Emerging roles of miRNAs in neuropathic pain: From new findings to novel mechanisms

Abstract

Neuropathic pain, which results from damage to the somatosensory nervous system, is a global clinical condition that affects many people. Neuropathic pain imposes significant economic and public health burdens and is often difficult to manage because the underlying mechanisms remain unclear. However, mounting evidence indicates a role for neurogenic inflammation and neuroinflammation in pain pattern development. There is increasing evidence that the activation of neurogenic inflammation and neuroinflammation in the nervous system contribute to neuropathic pain. Altered miRNA expression profiles might be involved in the pathogenesis of both inflammatory and neuropathic pain by regulating neuroinflammation, nerve regeneration, and abnormal ion channel expression. However, the lack of knowledge about miRNA target genes prevents a full understanding of the biological functions of miRNAs. At the same time, an extensive study on exosomal miRNA, a newly discovered role, has advanced our understanding of the pathophysiology of neuropathic pain in recent years. This section provides a comprehensive overview of the current understanding of miRNA research and discusses the potential mechanisms of miRNAs in neuropathic pain.

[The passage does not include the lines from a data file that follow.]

PR #4, opened 2023-02-19
Fix minor misspelled text in UI

astronaut701:
Hey, I noticed that some text was mistyped and corrected it for you. Feel free to check it over one more time to make sure I'm not making a mistake too.

Also, kudos for figuring all this out!

### DIFF
--- a/Settings.cs
+++ b/Settings.cs
@@ -117,7 +117,7 @@ namespace GHelper
             {
                 button60Hz.Enabled = false;
                 button120Hz.Enabled = false;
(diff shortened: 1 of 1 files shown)


astronaut701:
Oh, I'd also suggest posting a screenshot with the corrected text and options whenever you get a chance too. No rush, just a reminder from me.

seerge:
Thanks :) i was rushing so much, so didn't notice my typos. Unfortunately visual studio doesn't seem to do a spellcheck.

PR #7, opened 2023-02-19
Assure gpu mode and refresh rate are set at startup

Albert24GG:


seerge:
To be honest, I'm not sure if it's a good user experience, when on app launch it will suddenly (without any user action) shut down GPU for example :| I deliberately don't apply GPU mode on startup (even tho i know it from settings) as this is the most invasive action that app can do.

Albert24GG:
It only takes effect when the "Set Eco on battery and Standard when plugged" and  "Set 60Hz on battery, and back when plugged" options are checked, in order to do what it's meant to do. This is also the behavior in Armoury Crate, which sets eco on boot if I have that option set, so I would not consider it invasive.

Albert24GG:
For example, if I shutdown with the laptop being plugged in and the gpu mode set on standard, when I power on the laptop the gpu mode will not automatically get set to eco and the refresh rate will remain at max. This means that I will have to manually adjust the gpu mode and refresh rate, which defeats the purpose of the feature.

astronaut701:
I'll concur with @Albert24GG here. Having to adjust everything when I just started up the laptop away from the charger creates friction with the program's use, in my opinion. @seerge, if you really feel strongly about this not being a good idea, perhaps make this option an additional toggle that explicitly says what it's going to do as a compromise should you want to implement this.

seerge (commented):
Assure gpu mode and refresh rate are set at startup

PR #9, opened 2023-02-20
Added option to switch between silent/balanced mode when on battery/plugged

Albert24GG:
I thought that a good addition to the other options would be to automatically switch to silent mode when running on battery, since this could have a positive impact on battery life. Something that can be improved is the placement of the checkbox, since I couldn't get it working without breaking the other objects around.
Screenshot 2023-02-20 234630

### DIFF
--- a/GHelper.csproj
+++ b/GHelper.csproj
@@ -2,7 +2,7 @@
 
   <PropertyGroup>
     <OutputType>WinExe</OutputType>
-    <TargetFramework>net7.0-windows</TargetFramework>
+    <TargetFramework>net7.0-windows10.0.17763.0</TargetFramework>
     <Nullable>enable</Nullable>
     <UseWindowsForms>True</UseWindowsForms>
     <ImplicitUsings>enable</ImplicitUsings>
@@ -31,6 +31,7 @@
 
   <ItemGroup>
     <PackageReference Include="hidlibrary" Version="3.3.40" />
+    <PackageReference Include="Microsoft.Toolkit.Uwp.Notifications" Version="7.1.3" />
     <PackageReference Include="System.Management" Version="7.0.0" />
     <PackageReference Include="TaskScheduler" Version="2.10.1" />
   </ItemGroup>
--- a/Program.cs
+++ b/Program.cs
@@ -531,12 +531,14 @@ namespace GHelper
 
             settingsForm.VisualiseGPUAuto(config.getConfig("gpu_auto"));
             settingsForm.VisualiseScreenAuto(config.getConfig("screen_auto"));
+            settingsForm.VisualiseCPUAuto(config.getConfig("cpu_auto"));
 
             settingsForm.SetStartupCheck(scheduler.IsScheduled());
 
             bool isPlugged = (SystemInformation.PowerStatus.PowerLineStatus == PowerLineStatus.Online);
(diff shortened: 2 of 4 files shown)


seerge:
It's possible and I have thought about it before.But do people really need it ? 

Silent mode is NOT more economical than Balanced (unlike Eco GPU mode or low refresh rate), it's just more limited in terms of TDP, that's it. I easily get 6-7w battery drain on Balanced when do browsing or so.

My main concern here is not to overload app with too many options :D or I will have to do some extra settings page for them.

Albert24GG:
Silent mode should also allow higher temperatures with no fans spinning, so that would help with battery drain a little in some scenarios.

masi0:
> It's possible and I have thought about it before.But do people really need it ?
> 
> Silent mode is NOT more economical than Balanced (unlike Eco GPU mode or low refresh rate), it's just more limited in terms of TDP, that's it. I easily get 6-7w battery drain on Balanced when do browsing or so.
> 
> My main concern here is not to overload app with too many options :D or I will have to do some extra settings page for them.
> 
> Up to discussion :)

if auto profile switching = avoid additional application to be install then it could be a great and only alternative to armored crate!

astronaut701:
Why not have an option to auto switch profiles that were selected when last plugged/last unplugged. Isn't that how Armory Crate does it?

flemesre:
I think in this case it might make more sense to change the option to disabling CPU boost on battery for those who want it. Like @seerge said, the performance modes only really changes TDP, and I haven't noticed much difference in power draw between Silent and Balanced on my G15 2021. Disabling turbo boost, however, makes a big difference (~20W bursts to ~9W bursts) in peak CPU draw according to HWInfo64.

yummypugs:
I just started using this app, and I would really appreciate an option like this. I like to use my laptop with 0 fans spinning when I'm in University and perhaps there is some battery saving to be found, as the computer is allowed to run hotter without spinning up fans.

seerge:
But CPU boost checkbox is already in app ? So boost can be disabled? Or I'm not getting something

flemesre:
> But CPU boost checkbox is already in app ? So boost can be disabled? Or I'm not getting something

I meant adding an option to disable the boost automatically when switching from plugged in to battery, similar to the GPU mode and refresh rate switched that are already implemented.

seerge:
> > But CPU boost checkbox is already in app ? So boost can be disabled? Or I'm not getting something
> 
> I meant adding an option to disable the boost automatically when switching from plugged in to battery, similar to the GPU mode and refresh rate switches that are already implemented.

CPU Boost is part of windows power plan, and it's aready 2 separate settings for on / off battery

https://imgur.com/a/ZaAoGPB

ke1ne:
> It's possible and I have thought about it before.But do people really need it ?

Yeap, this could be nice.

seerge:
this feature is already implemented, app remembers states on battery/power

seerge:
Sorry, for closing a pull request btw, i thought that I'm answering to an issue. But anyway, current logic of performance modes is different - as app remembers them per battery/power state, so switch is not needed :)

Albert24GG:
> Sorry, for closing a pull request btw, i thought that I'm answering to an issue. But anyway, current logic of performance modes is different - as app remembers them per battery/power state, so switch is not needed :)

No problem!:) It's nice you implemented a solution for that.

PR #17, opened 2023-02-23
Added toast notification when switching performance mode

Albert24GG:
I saw that you started to make a new implementation for the notification so I decided to try to finish it. The notification appears in the middle of the screen, on top of other windows. It works with most fullscreen games as well. I tested it on CSGO, MS Flight Simulator and Rocket League, and only on Rocket League it seemed to not work(I think the game uses some sort of protection or something). I also used the white version of the icon since it looks better imo.
Screenshot 2023-02-20 234630


seerge:
Yeah .. but if you run game not on native fullscreen resolution (my use case is battlefield 2042 in 1440p on 4K monitor with RSR) it just kicks me out of the game completely (by minimizing game). That's why i didn't go with that way :|

Albert24GG:
> Yeah .. but if you run game not on native fullscreen resolution (my use case is battlefield 2042 in 1440p on 4K monitor with RSR) it just kicks me out of the game completely (by minimizing game). That's why i didn't go with that way :|

Have you tried running the game in borderless windowed?

seerge:
Borderless window has issues with RSR. But in general my point was that such toast doesn't work :D

Albert24GG:
Well then idk what else would work. Doing it with a directx overlay seems complicated and risky...

seerge:
Yeah ... direct x overlay is something cheaters use, and is a grey area. I'm just curious how armory was doing that ...

astronaut701:
I still need to dig into how AsusOSD.exe works and what triggers it. That may lead us down a path. I posted elsewhere where it could be found, but can't seem to find the post right now.

seerge:
After few hours of suffering, I have found some working example and turned it into working OSD notification, that doesn't kick me out of games and seems to work.

It works in all DirectX 12 games (where fullscreen is not exclusive), but not in DX11-- tho. But that's at least something.

Albert24GG:
@seerge I analyzed a bit the AsusOSD.exe with ghidra and they seem to be using the win32 api since there are some calls of ShowWindow(), SetForegroundWindow() and some other.The code is written in C though, but I think this shouldn't matter.

seerge:
Well, that's pretty much same as current implementation does then :)

Albert24GG:
Then how does it work better if not in fullscreen exclusive? This toast was also working in fullscreen in flight sim 2020, which is directx 12. I don't get how this is more useful ://

seerge:
that implementation doesn't kick out of fullscreen games, at least i didn't manage to reproduce it

Albert24GG:
> that implementation doesn't kick out of fullscreen games, at least i didn't manage to reproduce it

Without one or two added options, it behaves exactly the same as this one, but I see...

seerge:
I don't know exact reason why it didn't work in your branch, but i deliberately pulled it again, compiled - and it doesn't work on battlefield 2042 for example :| may some flags, ... 

All this ancient win32 apis are horrible. Last time (before GHelper) i did something for windows - was in times of windows xp and in school :D. And some things seem to be as bad as they were ... :D

Albert24GG:
Yeah, If armoury crate had been open source, it would have been so much easier, but it remains a mistery how they do it:]]

PR #74, opened 2023-03-13
feat: added GPU temperature indication. 

ZimM-LostPolygon:
- Supports both NVIDIA and AMD discrete GPUs.
- AMD implementation is based on https://github.com/GPUOpen-LibrariesAndSDKs/display-library, but heavily changed to support ADL2. It worked for me against the integrated GPU in G14 2021, but some testing on the 2022 model with AMD is required. Specifically, distinguishing between integrated and discrete GPUs:
https://github.com/ZimM-LostPolygon/g-helper/blob/62ac478761ffbe1e6dc200fc622950342dc3fda1/Gpu/AmdGpuTemperatureProvider.cs#L50
- Immediately update sensors when opening GHelper window. Before, I had to wait a few seconds for the first value...

### DIFF
--- a/GHelper.csproj
+++ b/GHelper.csproj
@@ -39,6 +39,7 @@
   <ItemGroup>
     <PackageReference Include="hidlibrary" Version="3.3.40" />
     <PackageReference Include="HidSharpCore" Version="1.2.1.1" />
+    <PackageReference Include="NvAPIWrapper.Net" Version="0.8.1.101" />
     <PackageReference Include="System.Management" Version="7.0.0" />
     <PackageReference Include="TaskScheduler" Version="2.10.1" />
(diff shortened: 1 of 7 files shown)


seerge:
The only thing that worries me, that on every timer-refresh (when main GHelper window is visible) it will check for both GPU Providers every time, it may cost some extra resources :)

ZimM-LostPolygon:
It will not :) The providers are refreshed only on events that trigger hardware change. Once it's created, only that one provider will be used for timer-based refresh

seerge:
Welcome to my world @ZimM-LostPolygon :)
1. https://www.reddit.com/r/ZephyrusG14/comments/10z6nhw/comment/jc3rs9r/?context=3
2. https://github.com/seerge/g-helper/issues/81 (most probably GPU sensor)

PR #97, opened 2023-03-18
Turkish Translation

HamzaYslmn:
I really like the app, thank you. I translated for Turkish users. I localized the usage and interface.


HamzaYslmn:
I add the dark mode icons

seerge:
That's cool, that you put this efforts, but currently there is no multilingual support in app (and won't be in foreseeable future). Your pull request just replaces english lines with turkish :)

HamzaYslmn:
I did localization without a language config file because it would have taken too much time to rewrite the application and create separate configs for each language.

I don't have time to try to do this for each version :D

So, replacing the English texts with their Turkish versions was the quickest solution

PR #195, opened 2023-04-05
Add a check for whether the dGPU is in use. Stop eco mode but allow a…

TheToby1:
… force disable.

### DIFF
--- a/app/HardwareMonitor.cs
+++ b/app/HardwareMonitor.cs
@@ -48,6 +48,20 @@ public static class HardwareMonitor
             return " Fan: " + Math.Min(Math.Round((float)fan/fanMax*100), 100).ToString() + "%"; // relatively to 6000 rpm
     }
 
+    private static int GetGpuUse()
+    {
+        try
+        {
+            int? gpuUse = GpuTemperatureProvider?.GetGpuUse();
+            if (gpuUse is not null) return (int)gpuUse;
+        }
+        catch (Exception ex)
+        {
+        }
+
+        return 0;
+    }
+
     public static void ReadSensors()
     {
         batteryDischarge = -1;
@@ -84,20 +98,8 @@ public static class HardwareMonitor
         if (gpuTemp is null || gpuTemp < 0)
             gpuTemp = Program.wmi.DeviceGet(ASUSWmi.Temp_GPU);
 
-        try
-        {
-            gpuUse = GpuTemperatureProvider?.GetGpuUse();
-        } catch (Exception ex)
-        {
-            gpuUse = -1;
-            Debug.WriteLine(ex.ToString());
-        }
-
-        if (gpuUse is not null && gpuUse >= 0)
-        {
-            gpuUsage.Add((int)gpuUse);
-            if (gpuUsage.Count > 3)  gpuUsage.RemoveAt(0);
-        }
+        gpuUsage.Add(GetGpuUse());
+        if (gpuUsage.Count > 3)  gpuUsage.RemoveAt(0);
 
         try
         {
@@ -114,8 +116,10 @@ public static class HardwareMonitor
 
     public static bool IsUsedGPU(int threshold = 50)
     {
-        if (gpuUsage.Count < 2) return false;
-        return (gpuUsage.Average() > threshold);
+        if (GetGpuUse() > threshold) 
+            return true;
+        else 
+            return (gpuUsage.Average() > threshold);
     }
 
     public static void RecreateGpuTemperatureProviderWithDelay() {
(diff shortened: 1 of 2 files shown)


TheToby1:
This isn't polished or feature complete, If you like the idea and want to make changes or have suggestions I'd happily accept/implement them.

Aurel100:
I had the same issue. This would be a great addition!

seerge:
Hello, thanks for the commit.

I have checked what AMD usage sensor reports and in normal use it seem to fluctuate a lot between literally 0% up to 20% in my case even on regular desktop use (cause windows itself uses dGPU as well). 

It makes preventing dGPU switching based on GPU usage % quite questionable (even if I will set a limit of usage not to 0 but to something higher like 30%).

Why don't you use Standard mode instead when you need dGPU and work with "unpredictable" power? :)

Aurel100:
i am doing the standard mode when on "unpredicable" power. 
I think the desired behavior is :
when unpredicable power happens => keep using GPU until it is closed by user

seerge:
> I think the desired behavior is :
> when unpredicable power happens => keep using GPU until it is closed by user

There is no definition for "unpredictable power" in windows :) if power is off, it's off. Current app behavior is transparent. Optimized mode - does switch, Standard doesn't.

TheToby1:
Interesting that your dGPU usage fluctuates, mine sits at 0 even with light tasks like browser usage, unless I launch something which uses the dGPU like YouTube, Unity or a game. The percentage could be a config along with whether this behaviour happens at all? Or I can check for a better way to check for running processes.

The problem is that I don't have "unpredictable" power, my apartment just had a fluke power cut. This time it was a game that crashed and I lost some progress, but it could just have easily been work.

TheToby1:
I found this https://github.com/GPUOpen-LibrariesAndSDKs/display-library/tree/master/Sample/PXRunningApps/PXRunningApps

If you like the idea of this feature I can look at basing it on running apps as above. I can also make it a popup alert as you mentioned rather than the current implementation.

seerge:
I tried to combine GPU usage check that you added, with alert (you can check latest main branch).

I have also added a logic for checking if GPU is in use

Instant use has to be > threshold (50%) OR average from last 3 checks has to be > threshold  

But i'm still not sure if it's needed tho :) you can check how it works in a build below

[GHelper.zip](https://github.com/seerge/g-helper/files/11161752/GHelper.zip)

seerge:
There are few unresolved problems still tho 
1. Nvidia GPU usage
2. Average GPU usage is updated only when RefreshSensors is called, and it's called ONLY when main app window is visible (on purpose, to consume less resources when app is in tray)

TheToby1:
That looks good. I'll test it later today.

1. I have a 2020 model I can look into getting the Nvidia GPU usage. 
2. If we could get running process info and it was useful, do you think this should remove the need for averages? I can look at setting this up for AMD and Nvidia.

seerge:
I have just added nvidia gpu usage (presumably), can you test it from main branch ?

seerge:
2020 models don't support disabling dGPU at all (on hardware level), it's even in app FAQ.

As for spanish - you probably caught main branch in the middle of some testing commits, now it should use system language.

As for GPU utilization - i'm not a big fan of lowering  limit, and it can create too much false alerts then. For example in my use case, i have external monitor connected (to dGPU) and even watching youtube in chrome easely fluctuates usage between 5% to 25% (rarely)

Logic of 50% - is to prevent app from turning dGPU while gaming and sudden power off (as you explained initially). In those situations you will almost certainly have 50% use

TheToby1:
"2020 models don't support disabling dGPU at all (on hardware level), it's even in app FAQ." - Ah my bad.

I understand the logic, I'm telling you that this fixed threshold only works for your usecase. In order to hit that threshold I had to launch Destiny 2 and not alt tab away, Running Unity as a dev, a small game or even Destiny but in the background would not push it over 50%.

"Separately using the release version downloaded from your assets (0.48) the warning never displays for me on the 2022 model." - Do you see this behaviour as well? I'd rather not have to build this tool locally in order to get it working.

seerge:
@TheToby1 i can propose following

Threshold will be lowered to 20, but it will wait for 1 more second and if it's still > 20 - then trigger alert

```
    public static bool IsUsedGPU(int threshold = 20)
    {
        if (GetGpuUse() > threshold)
        {
            Thread.Sleep(1000);
            return (GetGpuUse() > threshold);
        } else
            return false;
    }
```

TheToby1:
That would probably suit me better yes, but again I feel like fitting this threshold to every use case is never going to suit everyone.

seerge:
@TheToby1 well, 20 is low enough for you, right ? :)

TheToby1:
Haha, yes I think so. That release seems to be working!

Thanks for all the work by the way, I do appreciate it and I know I'm nit picking these things. If you have anything specific things you'd like tested or help with dev on I'd love to continue contributing.

PR #199, opened 2023-04-06
Update Fans.Designer.cs

lswlc33:


seerge:
Hello, that's cool. But currently app doesn't have  multilingual support :) your changes will simply replace all english text with chinese.

I may consider adding multilinguality later, but after UI will stabilize, and it will be clear what needs to be translated.

PR #215, opened 2023-04-10
Update debloat.bat

ArnavVarshney:
Add ASUS Cert Service to debloat. No online reference to its usefulness.


seerge:
Hello, current idea of debloat - is to disable only things installed with Asus System Control interface (as it's needed for g-helper to work properly, but installs a bit more than needed)

I may write a more wide script later that cleans up all leftower asus folders / etc, but that's for later:)

ArnavVarshney:
Fair enough, closing it then.

PR #237, opened 2023-04-13
Add fan levels auto-adjust

hungqbui:
G-Helper has been very useful since I made the switch from Armoury Crate. But tweaking with the fan levels have been annoying because they don't auto adjust. This is my first open source contribution ever so I'm sorry if my implementation is very elementary. Also, if there are any GitHub etiquettes that I'm not aware of please let me know.

### DIFF
--- a/app/Fans.cs
+++ b/app/Fans.cs
@@ -430,6 +430,13 @@ namespace GHelper
                     {
                         curPoint.XValue = dx;
                         curPoint.YValues[0] = dy;
+
+                        if (hit.Series is not null) {
+
+                            AdjustAllLevels(hit.PointIndex, dy, dx, hit.Series);
+
+                        }
+
                         tip = true;
                     }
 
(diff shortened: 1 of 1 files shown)


app/Fans.cs
```diff
@@ -450,6 +457,75 @@ private void ChartCPU_MouseMove(object? sender, MouseEventArgs e)
...
+            // Get the neighboring DataPoints of the hit point
+            DataPoint upperPoint = null;
+            DataPoint lowerPoint = null;
+
+            if (index > 0) 
+            {
+                lowerPoint = series.Points[index - 1];
+            }
+
+            if (index < series.Points.Count)
```
manciuszz, line 472: Probably going to break the graph tooltips because of out of bounds exception when interacting with the last node in the graph.

manciuszz:
I also see O(log n) potential over the current O(n) in-efficient code. However, that's just food for thought.

hungqbui:
Yeah I definitely think there are way better ways to optimize it. The code itself isn't very DRY either. I'll try to figure it out, probably going to take me a while though. Thanks for the suggestion!

manciuszz:
> Yeah I definitely think there are way better ways to optimize it. The code itself isn't very DRY either. I'll try to figure it out, probably going to take me a while though. Thanks for the suggestion!

Benchmark. Maybe play around with a Binary Search Tree. Benchmark again. I doubt there's going to be a significant difference considering we are dealing with a very low amount of graph nodes (points). However, if you never used any data structures before, here's your chance.

hungqbui:
I haven't really learned Data Structures, at least not formally. But I'll look into using BST. I can't find a better implementation of this for an array.

seerge:
@hungqbui hello, thanks for contribution, I will check it :)

hungqbui:
> @hungqbui hello, thanks for contribution, I will check it :)

You're welcome. It is definitely not the best implementation though, but I haven't found anything better at the moment.

PR #251, opened 2023-04-15
Prevent 'ImageAnimator' from creating an unnecessary thread

manciuszz:
Load .gif as an Image to prevent 'ImageAnimator' from creating an animation thread that basically is never used.

**Ideally, it would be best to get rid of that .gif entirely.**


seerge:
Well, it just stops gif from playing ? :)

manciuszz:
When you load 'Fans + Power' window, it would make 'ImageAnimator' create a worker 'animationThread' for animations - even if that **.gif** is never going to be played. It would be running in the background forever, until the app is closed. Closing 'Fans + Power' window doesn't 'dispose' of that thread. Hence the only way is to kill that thread using reflection or just prevent it from starting altogether.

seerge:
Oke, thanks. Closing this PR cause GIF is removed all together.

Keywords: exosomes; miRNAs; neuroinflammation; neuropathic pain; review.

Figure 1

The classical bioformation process of miRNA. miRNAs are typically transcribed as primary miRNAs (pri-miRNAs) by RNA polymerase II (Pol II). The microprocessor complex, composed of the RNase III enzyme Drosha and the double-stranded RNA (dsRNA)-binding protein (dsRBP) DiGeorge critical region 8 (DGCR8), cleaves the pri-miRNA and releases a precursor miRNA (pre-miRNA). The export receptor exportin 5 binds pre-miRNAs and aids their export into the cytoplasm. Then the RNase III endonuclease DICER cleaves the pre-miRNA to release double-stranded miRNA. This miRNA is cleaved by Argonaute (Ago) to form the miRNA-induced silencing complex (miRISC).

Figure 2

MiRNAs in neuropathic pain. The following routes are used by miRNAs to mediate neuropathic pain in animals with damaged nerves: (1) operating on immune cells to stimulate the production of inflammatory cytokines through IRAK/TRAF6, TLR4/NF-κB, TXNIP/NLRP3, TGF-α/CCL2 and other pathways to regulate neuroinflammation; (2) accelerating axon regeneration by increasing the synthesis of trophic factors such BDNF, NGF, TGF-1, EGFR, and NT-3; (3) mediating neuroelectrophysiological changes by activating ion channels like Nav1.3, Nav1.7, Nav1.8, Kv1.2, TREK-1, Cav1.2-LTC, and Cav3.2.

Figure 3

Roles of exosomal miRNAs in neuropathic pain. Exosomal miRNAs can be transported to different sites after autocrine production, acting on macrophages, microglia, neurons or other tissue cells, and regulate the process of neuropathic pain by participating in the secretion of inflammatory factors, and oxidative stress, and regulating neural remodelling or nerve regeneration.

Figure 4

Relationship between exosomal miRNAs and axon regeneration. As one of the important cargos of exosomes, miRNAs are involved in mediating the process of axon regeneration. Exosomes produced by various stem cells enter neurons or glial cells through paracrine routes, where multiple miRNAs are released. Upregulation of exo-miR-219a-2-3p inhibits YY1 expression, thereby suppressing the NF-κB-p65 pathway and exerting neuroprotective effects. miR-199a-3p/145-5p suppresses Cblb and Cbl expression and causes upregulation of p-Erk and p-Akt, subsequently promoting neurite outgrowth. The miR-17-92 cluster and miR-21-5p carrying exosomes downregulate PTEN levels and subsequently activate the PI3K/Akt/mTOR signalling pathway, thereby increasing neuronal dendritic plasticity. MiR-181c-5p negatively regulates BIM mRNA, inhibits BIM expression level, reduces neuronal apoptosis, and promotes axon regeneration. Targeted inhibition of Nrf1 mRNA levels by miR-23b-39 subsequently promotes axonal regeneration.